Syukran  . Now i understand


----------



## Ustaath

أهلاً


----------



## Mahaodeh

Just a small correction to a mistake that it seems no one noticed, it's لا شكرَ على الواجب, as شكر here does not take tanween.


----------



## Ustaath

small yet significant !


----------



## Josh_

I also thought that واجب was supposed to be indefinite -- لا شكر على واجب. 

Are both ways acceptable?


----------



## Ustaath

well I don't know if there are local variations, I've always heard, read and said: 
  لا شكر على واجب


----------



## Mahaodeh

Same here, I didn't want to focus on the definite or indefinite because it does not seem to be grammatically incorrect (at least I don't feel that it is) but I'm used to it being indefinite.


----------



## salutatout

لا شكر على واجب
No need to thank, it's my pleasure
عفواً
certainly!

You only translate the meaning


----------



## Katie1917

What a difference this expresses between Arabic and Western attitudes! Arabic isn't shy of talking about "duty" in a  moral sense - Kantwise - while the West invokes "pleasure" to express more or less the same thing. Perhaps a halfwayhouse translation, might be "it's the least I could do"?


----------



## cherine

It's not only the "don't thank me for doing my duty" لا شكر على واجب that we use, some people say عفوًا (like "pardon", as in: it's embarrassing to be thanked, you don't need to thank me) which in Egypt is pronounced el3affo العفو. In the Egyptian dialect we also have أي خدمة which is like "glad to be of help/service". I've even heard اللي انتي عايزاه a few times, which is literally "whatever you wish/want", which sounded weird to me, but it's apparently a thing some people used (the couple of times I heard it was by merchants).


----------



## Katie1917

Thank you for your wonderful explanation. I'd just taken عفوًا on trust, since different languages use the same expression for different purposes, but I love your gloss on it.

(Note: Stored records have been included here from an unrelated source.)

Issue #4097, opened 2025-03-05
[Bug] -inf in top_logprobs breaks FastAPI endpoint


hhschu:
### Checklist

- [x] 1. I have searched related issues but cannot get the expected help.
- [x] 2. The bug has not been fixed in the latest version.
- [x] 3. Please note that if the bug-related issue you submitted lacks corresponding environment info and a minimal reproducible demo, it will be challenging for us to reproduce and resolve the issue, reducing the likelihood of receiving feedback.
- [x] 4. If the issue you raised is not a bug but a question, please raise a discussion at https://github.com/sgl-project/sglang/discussions/new/choose Otherwise, it will be closed.
- [x] 5. Please use English, otherwise it will be closed.

### Describe the bug

The top log probabilities returned by the engine can be as low as -Infinity, as shown in this example:

```json
{
  "text": "Yes",
  "meta_info": {
    "id": "3125813d8a5b4751870955c586437e29",
    "finish_reason": { "type": "stop", "matched": 128009 },
    "prompt_tokens": 142,
    "input_token_logprobs": [],
    "output_token_logprobs": [
      [-0.3755025565624237, 87575, null],
      [0.0, 82, null],
      [0.0, 128009, null]
    ],
    "input_top_logprobs": [],
    "output_top_logprobs": [
      [
        [-0.3755025565624237, 87575, null],
        [-1.410658836364746, 9642, null],
        [-3.209486961364746, 56, null],
        [-3.568861961364746, 2822, null],
        [-7.584486961364746, 45, null]
      ],
      [
        [0.0, 82, null],
        [-Infinity, 2, null],
        [-Infinity, 0, null],
        [-Infinity, 3, null],
        [-Infinity, 1, null]
      ],
      [
        [0.0, 128009, null],
        [-Infinity, 2, null],
        [-Infinity, 0, null],
        [-Infinity, 3, null],
        [-Infinity, 1, null]
      ]
    ],
    "completion_tokens": 3,
    "cached_tokens": 0
  }
}
```

Because [starlette by default doesn't allow nan of inf in the response](https://github.com/encode/starlette/blob/49158732f8a96744889f5a7644a42ae08131bd15/starlette/responses.py#L188), the -Infinity will trigger a "ValueError: Out of range float values are not JSON compliant" error.

[...]

PR #19183, opened 2026-02-23
[fix] use ORJSONResponse for non-stream /generate

wang-zhuoran:
## Motivation

The non-stream `/generate` endpoint can return payloads containing non-finite values
(e.g. `-inf` in `meta_info.top_logprobs`). Returning the raw dict on this path may
lead to serialization inconsistencies.

## Modifications

- Set `response_class=ORJSONResponse` for `/generate`
- Return `ORJSONResponse(content=ret)` on the non-stream path
- Add a regression unit test for non-stream generate response serialization

## Accuracy Tests

N/A (HTTP response serialization fix only)

## Benchmarking and Profiling

N/A (no kernel/model/inference speed changes)

## Checklist

- [x] Follow the SGLang code style guidance.

Additional tests run:
- `PYTHONPATH=python python -m unittest discover -s python/sglang/test -p test_http_server_generate_response.py -v`
- `PYTHONPATH=python python -m pytest -q python/sglang/test/test_http_server_generate_response.py`

Note:
Related to #4097

Related PR: #6600 (closed)
This PR adds a regression test for the non-stream `/generate` response serialization path.

### DIFF
--- a/test/registered/sampling/test_http_server_generate_response.py
+++ b/test/registered/sampling/test_http_server_generate_response.py
@@ -1,0 +1,39 @@
+import types
+import unittest
+from unittest.mock import patch
+
+from sglang.srt.entrypoints import http_server
+from sglang.test.ci.ci_register import register_amd_ci, register_cuda_ci
+
+register_cuda_ci(est_time=1, suite="stage-b-test-small-1-gpu")
+register_amd_ci(est_time=1, suite="stage-b-test-small-1-gpu-amd")
+
+
+class _FakeTokenizerManager:
+    def generate_request(self, _obj, _request):
+        async def _gen():
+            yield {
+                "text": "ok",
+                "meta_info": {
+                    "top_logprobs": [[float("-inf"), -1, None]],
+                },
+            }
+
+        return _gen()
+
+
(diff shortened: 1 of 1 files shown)


test/registered/sampling/test_http_server_generate_response.py
```diff
@@ -0,0 +1,33 @@
+import types
```
hnyls2002, line 1: Add this file to `test/registered`, put it together with the logprob tests. And register is to CI

hnyls2002 (changes requested):

test/registered/sampling/test_http_server_generate_response.py
wang-zhuoran: Thanks for the review. I updated this PR to follow your suggestion.

Changes made:
1. Moved the test into `test/registered/sampling/`
2. Registered it to CI (`register_cuda_ci` + `register_amd_ci`)
3. Kept this PR as test-only (no `http_server.py` logic change), since upstream `main` already contains the runtime fix

The test now verifies non-stream `/generate` JSON serialization for non-finite logprob values (expects `null`, not `-Infinity`).

Could you please take another look?

PR #19190, opened 2026-02-23
[SGL] sync patch: Remove sync points, prefill cudagraph for DP, disable cache reset in mem check

YazhiGao:
## Summary
- **Remove CPU-GPU sync points** in logits_processor, schedule_batch, and memory_pool: use `pin_memory=True` + `.to(device, non_blocking=True)` instead of direct device tensor construction, use `output_size` in `repeat_interleave` to avoid implicit sync, build mamba track indices on GPU without scalar extraction, use GPU zero-expand instead of `index_fill_`
- **Add `all_extend_in_batch` field** in schedule_batch, forward_batch_info, and ModelWorkerBatch to support prefill CUDA graph capture with DP attention
- Minor: connector `device=None` default, `empty_cache=False` in weight update logging

## Test plan
- [ ] Verify no regressions on existing CI tests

Also, do you not pronounce an N at the end of  عفوًا  in the Egyptian dialect? I'm a complete beginner (6 months of study), so forgive me if I say anything idiotic. Is  أي خدمة  a question? I ask, because Google Translate says "any service" for it.


----------



## cherine

Katie1917 said:


> do you not pronounce an N at the end of  عفوًا  in the Egyptian dialect?


Yes, we do, when we use it but it's rare to say 3afwan, as el-3affo is more common.


> Is  أي خدمة  a question? I ask, because Google Translate says "any service" for it.


No it's not a question. It's like "you can ask me for any favor" or "I'm at your service for anything".


----------